# Timemaster vs Turfmaster.........



## billjr (Feb 12, 2018)

Hello all, 70 y/o homeowner who would like to purchase one of these and would like recommendations. I currently cut about an acre (completely flat and never in rain) with a heavy JD X485. I'm tired of the tracks it leaves in the front lawn, and am limited in using different patterns. I did try using my older JD 14SB (21") last year (did a great job), but that takes a lot of time. I would like to know if anyone has any current information or recommendations on either the Timemaster or Turfmaster. I've read a ton of posts on them (including here) but a lot are older posts. My first thought is to go with the Turfmaster for it's durability and my history of trying to buy the best I can afford at the time. One thing that kind of dissuades me is the engine. I think I read the new Timemasters have a larger engine albeit B&S vs Kawasaki. Is the turfmaster under powered, that is the same engine as used on several 21" mowers. I also prefer the Turfmaster drive control as it is very similar to my older JD, the "Personal Pace" would take a little getting use to, but I'm not that old, lol. Anyway that's pretty much it. I would appreciate any opinions or first hand knowledge on these 2 mowers. Thanks for any help anyone may have to offer.

Bill


----------



## high leverage (Jun 11, 2017)

Neither. I own a turfmaster for my commercial business. It was the worst mistake yet out of all my equipment purchases. Constant issue with the belt, pulleys, and transmissions. The engine is under powered to run twin blades. It can't mulch if the lawn is remotely wet/damp. Essentially I have to bag everything for it to work properly. However I mow Bermuda and Zoysia at 2". It could possible work better at 4" but I don't mow at that height. It also weighs 160lbs. My 21" commercial Toro's are actually more efficient do to its lighter weight and maneuverability. The Timemaster is no different. Run as fast as you can away from these machines.

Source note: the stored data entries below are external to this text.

PR #803, opened 2026-08-19
Fixes #36359 - Run roles on nested host groups

jakduch:
## Summary

Fixes [#36359](https://projects.theforeman.org/issues/36359).

Running Ansible roles from a host group selected only hosts assigned directly to that group. Hosts in nested groups were omitted even though they inherit the parent's Ansible roles.

Add a host-group subtree relation and use it for both the HTML and API actions. Bulk runs combine the selected subtrees in one host query, so selecting both a parent and its child does not duplicate targets.

Add model and API regression coverage for nested groups and overlapping bulk selections.

## Testing

- Ruby syntax checks pass for all changed files
- Added model and controller regression tests; CI runs them in the supported Foreman test environment

## AI usage disclosure

Per the [community discussion on AI policy](https://community.theforeman.org/t/could-foreman-benefit-from-an-ai-usage-policy/44638), the issue was investigated and the changes, tests, and PR wording were prepared with the assistance of Codex 5.6 Sol High. The resulting changes were reviewed before submitting. The commit also includes an `Assisted-By` trailer.

### DIFF
--- a/app/controllers/foreman_ansible/api/v2/hostgroups_controller_extensions.rb
+++ b/app/controllers/foreman_ansible/api/v2/hostgroups_controller_extensions.rb
@@ -23,7 +23,7 @@ module ForemanAnsible
 
           def play_roles
             find_resource
-            composer = job_composer(:ansible_run_host, @hostgroup.hosts)
+            composer = job_composer(:ansible_run_host, "parent_hostgroup = \"#{@hostgroup.title}\"")
             process_response composer.trigger!, composer.job_invocation
           end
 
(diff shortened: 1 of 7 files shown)


app/controllers/foreman_ansible/api/v2/hostgroups_controller_extensions.rb
```diff
@@ -23,7 +23,7 @@ module HostgroupsControllerExtensions
 
           def play_roles
             find_resource
-            composer = job_composer(:ansible_run_host, @hostgroup.hosts)
+            composer = job_composer(:ansible_run_host, @hostgroup.hosts_in_subtree)
```
adamruzicka: It should also be possible to pass a string as the second parameter, which will then be interpreted as a search query over hosts. Would this work?
```suggestion
            composer = job_composer(:ansible_run_host, "parent_hostgroup = \"#{@hostgroup.title}\"")
```

jakduch: Good point, this works and avoids materializing the host relation. Updated, thanks!

adamruzicka: Similar thing could be done in the other call sites, right?

jakduch: Legit, I’ll use the same parent_hostgroup search for the HTML action and a combined search for the bulk action, then remove the extra hosts_in_subtree relation.

PR #731, opened 2021-07-19
Update gems

davidrunger:
`bundle update`


davidrunger:
I think we need to wait for this issue to be fixed: https://github.com/percy/cli/issues/ 429

PR #901, opened 2021-10-26
Update gems

davidrunger:
`bundle update`


davidrunger:
Skipping this because of `Layout/DotPosition` RuboCop issues; hopefully most/all of these are a bug that will be fixed in a future release.

PR #923, opened 2021-11-09
Update gems

davidrunger:
`bundle update`

### DIFF
--- a/package.json
+++ b/package.json
@@ -97,7 +97,7 @@
     "stylelint-scss": "^3.21.0",
     "stylelint-webpack-plugin": "^2.2.2",
     "vite": "^2.6.13",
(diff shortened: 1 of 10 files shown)


package.json
```diff
@@ -96,8 +96,8 @@
     "stylelint-config-standard": "^22.0.0",
     "stylelint-scss": "^3.21.0",
     "stylelint-webpack-plugin": "^2.2.2",
-    "vite": "^2.6.11",
-    "vite-plugin-ruby": "^3.0.1",
+    "vite": "^2.6.13",
+    "vite-plugin-ruby": "^3.0.2",
```
davidrunger: These changes came from `bundle exec vite upgrade`, which was recommended in the post-install messages of `bundle update`.

PR #1239, opened 2022-05-12
Add policy scope for logs

davidrunger:
This isn't actually used in the application code at this time, but I think it's a good idea to be consistent having a `Scope` for all policies and it makes the `ApplicationPolicy` spec read better.


davidrunger:
Going with https://github.com/davidrunger/david_runger/pull/1240 instead.

PR #1297, opened 2022-05-25
Use vite for production asset compilation and drop webpack(er)

davidrunger:


app/javascript/packs/quizzes.js
```diff
@@ -4,7 +4,6 @@ import { Turbo } from '@hotwired/turbo-rails';
 import actionCableConsumer from '@/channels/consumer';
 import { loadAsyncPartials } from '@/lib/async_partial';
 
-Rails.start();
```
davidrunger, line 7: We were getting a warning now that we are compiling with vite. `Rails.start()` was being called twice (once here and once automatically). I'm not sure why it wasn't being called automatically before, but it is now.

spec/spec_helper.rb
```diff
@@ -37,7 +37,7 @@
 Sidekiq.logger = Rails.logger
 
 WebMock.enable!
-WebMock.disable_net_connect!(allow_localhost: true)
+WebMock.disable_net_connect!(allow_localhost: true, net_http_connect_on_start: true)
```
davidrunger, line 40: https://stackoverflow.com/a/65946077/4009384

PR #1319, opened 2022-05-29
Store asset size timeseries in Postgres rather than Redis

davidrunger:
Storing them in Redis was using too much memory when reading the values
because the timestamps and values were stored as strings. By storing
them in a Postgres JSON array, we can leave them as integers and floats,
saving memory when reading the values. I think inserts will be a bit
slower and use more memory, but that's okay.

### DIFF
--- a/Gemfile.lock
+++ b/Gemfile.lock
@@ -18,7 +18,7 @@ GIT
 
 GIT
   remote: https://github.com/davidrunger/runger_style.git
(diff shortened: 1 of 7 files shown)


davidrunger:
Changing branch name. Closing.

davidrunger:
See https://github.com/davidrunger/david_runger/pull/1320.

PR #1326, opened 2022-06-04
Store secrets in Rails credentials file

davidrunger:


.github/workflows/ruby.yml
```diff
@@ -59,6 +59,7 @@ jobs:
       run: bin/pallets --verbose -r ./bin/run-tests.rb
       env:
         CI: true
+        AWS_EC2_METADATA_DISABLED: true
```
davidrunger, line 62: Without this, specs run differently locally vs on GitHub Actions CI when AWS credentials are not present. I believe that this difference is attributable to the fact that GitHub Actions probably runs on AWS machines.

PR #1393, opened 2022-06-14
Add `sleep`s in spec before and after signing in quiz participant

davidrunger:
Hopefully this will reduce flakiness. A screenshot showed the login screen one time when this spec flaked.


davidrunger:
Closing this for a better branch name and a better approach. See https://github.com/davidrunger/david_runger/pull/1394.

PR #1403, opened 2022-06-15
Remove `sass` JS package

davidrunger:
It doesn't seem that we need this anymore.


davidrunger:
Actually, we do need it.

PR #1433, opened 2022-06-23
Switch redis.tls_url credential from Heroku to Redis Labs

davidrunger:
Also, delete redis.url credential, as we aren't using it.


davidrunger:
I can only get this to work with `redis`, not `rediss` (TLS-enabled). Since that doesn't seem secure, I'm going to close this.

PR #1439, opened 2022-06-25
Use link API for el-button (not deprecated `type='text'`)

davidrunger:


app/controllers/workouts_controller.rb
```diff
@@ -9,7 +9,7 @@ def index
       current_user: UserSerializer.new(current_user),
       workouts:
         ActiveModel::Serializer::CollectionSerializer.new(
-          current_user.workouts.
+          current_user.workouts.includes(:user).
```
davidrunger, line 12: Testing the workouts app triggered bullet to require eager-loading here.

PR #1692, opened 2022-09-19
Use redis-client for Sidekiq Redis client

davidrunger:
We are now installing `sidekiq-scheduler` from GitHub to get these fixes (which are not yet released) https://github.com/sidekiq-scheduler/sidekiq-scheduler/pull/ 404 .


davidrunger:
We still are also using the `redis` gem because our Flipper adapter and `redlock` still depend on it (and it's still listed as a dependency of Sidekiq, so we'd still be installing the gem, anyway).

PR #732, opened 2019-05-14
Label in Name Understanindg edits for consistency

mbgower:
Editorial corrections to match conventions and keep all technique wording consistent. Added one advisory technique which is already referenced in the Understanding doc

### DIFF
--- a/techniques/failures/F96.html
+++ b/techniques/failures/F96.html
@@ -1,11 +1,11 @@
 <!DOCTYPE html>
 <html xmlns="http://www.w3.org/1999/xhtml" lang="en">
 	<head>
-		<title>Failure of Success Criterion 2.5.3 due to &quot;accessible name&quot; not containing the visible label text</title>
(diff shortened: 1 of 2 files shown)


mbgower:
@michael-n-cooper and @awkawk . This PR should be completed in tandem with #649 to properly publish Label in Name with the 2 techniques approved by the WG last week. I have gone through and made sure there is consistency between the techniques and the Understanding document titles (in use of the term 'accessible name').
I also put in the boiler plate which seemed to be missing in the Understanding document -- the paragraphs that follow each heading -- and matched the headings of existing techniques.
Finally, Michael, I thought I'd point out that the currently published version is missing a heading although it IS in the Master version: the "Identifying label text for components" subheading in the Intent section. Not sure what happened there, but I assume when this is pulled it will all be perfect :)

alastc:
Hi @mbgower,

It's worth having a look at the XSL templates sometime, you'll find the boilerplate stuff is in there already which is why the live version already has it.

PR #733, opened 2019-05-14
Motion actuation errata from issue 727

### LINKED ISSUE #727: Motion actuation (2.5.4) question on exception
Is the ‘supported interface’ exception of Motion Actuation supposed to apply to disabling motion actuation?

To snip the [SC text](https://www.w3.org/TR/WCAG21/#motion-actuation) to this bit:
> ...responding to the motion can be disabled to prevent accidental actuation, except when:
> The motion is used to operate functionality through an accessibility supported interface;

What would an accessibility supported interface for disabling motion actuation be? Presumably that's an operating system thing? In which case wouldn't that come under accessibility supported?

Or is it (in this scenario) simply that the getting to and applying the setting is accessibility supported?

I think an little explanation of that in the understanding would be helpful.

alastc:
Adjusting the exception and little tweak to the understanding doc, based on 727.

Closes #727


understanding/21/motion-actuation.html
```diff
@@ -13,10 +13,10 @@ <h1><strong>Motion Actuation</strong>
...
+			<p>In addition, some users may accidentally activate sensors due to tremors or other motor impairments. The user must have the ability to turn off motion actuation to prevent such accidental triggering of functions. Applications may be able to meet this requirement by using an <a href="../conformance.html#accessibility-support">accessibility supported</a> operating system settings which allows the user to disable motion detection.</p>
```
patrickhlauke: Not convinced that the "accessibility supported" thing is relevant to this part, in reference to OS settings. it's outside of the scope of WCAG to determine whether or not the OS setting is accessibility supported or not, surely?

understanding/21/motion-actuation.html
```diff
@@ -13,10 +13,10 @@ <h1><strong>Motion Actuation</strong>
...
+			<p>Devices often have sensors that can act as inputs, such as accelerometer and gyroscope sensors on a phone or tablet device. These sensors can allow the user to control something by simply changing the orientation or moving the device in particular ways. In other situations, web content can interpret user gestures via the camera or other sensors to actuate functions. For example, shaking the device might issue an "Undo" command, or a gentle hand wave might be used to move forward or backward in a sequence of pages. Some users with disabilities are not able to operate these device sensors (either not at all, or not precisely enough) because the device is on a fixed mount (perhaps a wheelchair) or due to motor impairments. Functionality must be implemented in a way that other or additional means of activation are available.</p>
```
patrickhlauke: This is probably more the part where the concept of having an alternative "accessibility supported" interface is more relevant (e.g. where the OS or UA offers an alternative way of triggering/simulating the "sensor"/"motion" data, so the author doesn't perhaps necessarily need to provide their own controls)

patrickhlauke:
Think the understanding doc needs a more thorough look, as I feel it still talks about the "accessibility supported" aspect in the wrong place. but the change to the normative wording of the SC looks good to me per the other conversation.

understanding/21/motion-actuation.html
alastc: Wouldn't an OS setting like reduce-motion fit into this? I'm not saying that querry is useful here, but it is an example of an OS system setting that could be used in a similar way. If there were a similar query to prevent the detection of motion, that could work.

mbgower: > Wouldn't an OS setting like reduce-motion fit into this?

As noted in the original issue, we have not normally allowed OS-level features to serve as a workaround for author-implemented content. For example, authors are not allowed to point to iOS or Android touch assist features as a means of overcoming the requirements of Pointer Gestures. The exception I can think of to this is the user agent zoom feature to meet Resize, which is specifically called out in that SC as allowed.

PR #734, opened 2019-05-15
Added href value

svinkle:
This adds a missing `href` value to the "2.2.2 Pause, Stop, Hide" link.


alastc:
Hi @svinkle,

Thanks, good spot. The target should be the other understanding doc, it also goes through a build process so isn't always the obvious link!

I've updated this straight into master, it will go live soon, thanks!

PR #754, opened 2019-05-23
Change on Request update for issue #738

### LINKED ISSUE #738: 3.2.5: Change on Request Understanding update
https://www.w3.org/WAI/WCAG21/Understanding/change-on-request.html#benefits

The first benefit for 3.2.5 is:

Benefits

> - Individuals who are unable to detect changes of context or may not realize that the context has changed are less likely to become disoriented while navigating a site. For example:
>            - individuals who are blind or have low vision may have difficulty knowing when a visual context change has occurred, such as a new window popping up. In this case, warning users of context changes in advance minimizes confusion when the user discovers that the back button no longer behaves as expected.

The text "are less likely to become disoriented" must be "are more likely to become disoriented"

alastc:
Closes #738


jake-abma:
Hi @alastc 

> Individuals who are unable to detect changes of context, or may not realize that the context has changed if they did not initiate the change are less likely to become disoriented while navigating a site.

This one has exactly the same problem, you tell here "people unable to detect the change are less likely to become disoriented" and "people not realizing that the context has changed  are less likely to become disoriented" While it is more likely (if yout not checking the SC normative text at the top.

The part "less likely disoriented if they make the change themselves" is the key here

alastc:
Hi Jake, I'm sorry, I'm not getting what you mean, could you provide a text update to that line?

jake-abma:
SC: "Changes of context are initiated only by user request or a mechanism is available to turn off such changes."

One Benefit:

It was: (and stand alone may be misinterpreted)

> Individuals who are unable to detect changes of context or may not realize that the context has changed are less likely to become disoriented while navigating a site. For example:

Now it is: (and stand alone may **still** be misinterpreted)

> Individuals who are unable to detect changes of context, or may not realize that the context has changed if they did not initiate the change are less likely to become disoriented while navigating a site.

Make it:

> Detecting or realising the context has changed after a request initiated by the user will make it less likely for the user to become disoriented while navigating a site.

understanding/20/change-on-request.html
```diff
@@ -56,8 +56,8 @@ <h2>Benefits of Change on Request</h2>
          
          <li>
             
-            <p>Individuals who are unable to detect changes of context or may not realize that the
-               context has changed are less likely to become disoriented while navigating a site.
+            <p>Individuals who are unable to detect changes of context, or may not realize that the
+               context has changed if they did not initiate the change are less likely to become disoriented while navigating a site.
```
patrickhlauke, line 60:
```suggestion
            <p>Individuals who are unable to detect changes of context, or may not realize that the
               context has changed if they did not initiate the change, are less likely to become disoriented while navigating a site.
```

patrickhlauke: I *think* the above suggestion would gets to what @jake-abma was saying? (though admittedly, I wasn't 100% sure about what he was getting at, myself)

patrickhlauke:
@alastc suggest that instead of leaving this to linger, we proceed with it? I believe the suggested rewording (from my suggestion) may be sufficient to address potential confusion.

understanding/20/change-on-request.html
mbgower: I think just adding a second 'who' clarifies
```suggestion
            <p>Individuals who are unable to detect changes of context or who may not realize that the context has changed are less likely to become disoriented while navigating a site.
```

patrickhlauke: but both those sentences say the same thing, unless i'm missing something? "people who are unable to detect change, or people who are unable to detect change if they didn't initiate it" ...

patrickhlauke:
merged my suggested simplification/rewording. if that was too rash, please back it out again

bruce-usab (approved):

understanding/20/change-on-request.html
```diff
@@ -56,8 +56,7 @@ <h2>Benefits of Change on Request</h2>
          
          <li>
             
-            <p>Individuals who are unable to detect changes of context or may not realize that the
-               context has changed are less likely to become disoriented while navigating a site.
+            <p>Individuals who may not realize that the context has changed if they did not initiate the change themselves are less likely to become disoriented while navigating a site.
```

What is your max price? You can usually find used 36" walk behinds on CL and other forums for close to the same price as a new turfmaster.

Another option is this https://www.lowes.com/pd/Worldlawn-...Lawn-Mower-with-Mulching-Capability/999977432

Or

https://www.lowes.com/pd/Worldlawn-...ve-Gas-Lawn-Mower-with-Honda-Engine/999977430

I just picked this up last week a 2017 with 21 hours for $4500


----------



## high leverage (Jun 11, 2017)

Also check out the lawnsite.com forum for more info on the trufmaster/ timemaster. There is a thread 160 pages long that details the pros and cons of these machines.


----------



## gene_stl (Oct 29, 2017)

You can check out a review of that World Lawn mower at The Lawn Care Nut on you tube. Allyn Hanes the Lawn Care Nut
did not care for it but if it were me I would be looking at different criteria. To me it looked like a great mower. He auctioned or raffled it off. They sent it to him for free. :mrgreen:

https://www.youtube.com/watch?v=lrMLlHfJvXk

He also reviews the Time Master. He is a self confessed "Toro "guy. I would take the World Lawn in a second.
https://www.youtube.com/watch?v=f60dDi0zAGg

I wish I had a Deere X485


----------



## billjr (Feb 12, 2018)

high-leverage....gene_stl.........Thank you both for your responses. I guess I'm not too far of because I did see both of those videos on youtube. The World Lawn did look good to me too, I think I'll look more into that now. As mentioned LC Nut didn't seem to keen on the World Lawn but liked the Timemaster, again as you said, as did he, he's a Toro man. Well I think I'll try and find out if any of the Lowes around here have a WL on display. It's definitely a great price for what it looks like, plus the 10% disabled vet discount makes it even more desirable. Again ty both for taking your time with such thorough responses, I really arrpeciate it.

Bill


----------



## gene_stl (Oct 29, 2017)

Bill is there anything you can do, tire wise , that would allow you to continue to use the Deere tractor. Perhaps some larger wider tires? I mean at your age (I am right behind you) isn't it better to ride than to walk. I moved to a house with a big lot just over a year ago and I bought a Hustler 54" zero turn to mow with. I previously used the Scotts Murray in my avatar but its' deck, won't go high enough to go over my mole hills nor does it do very well on my sloped front yard. 
I was looking very hard at a Deere X739 which is similar to yours (4WD and 4WS) and kind of wish I had done that but Deere really charges for that , although they will loan you the entire amount for years and years at no additional interest. It still comes to close to $20K . But I think a 4WD would do better on my hills. You don't have to deal with that so a big wide zero turn would be great.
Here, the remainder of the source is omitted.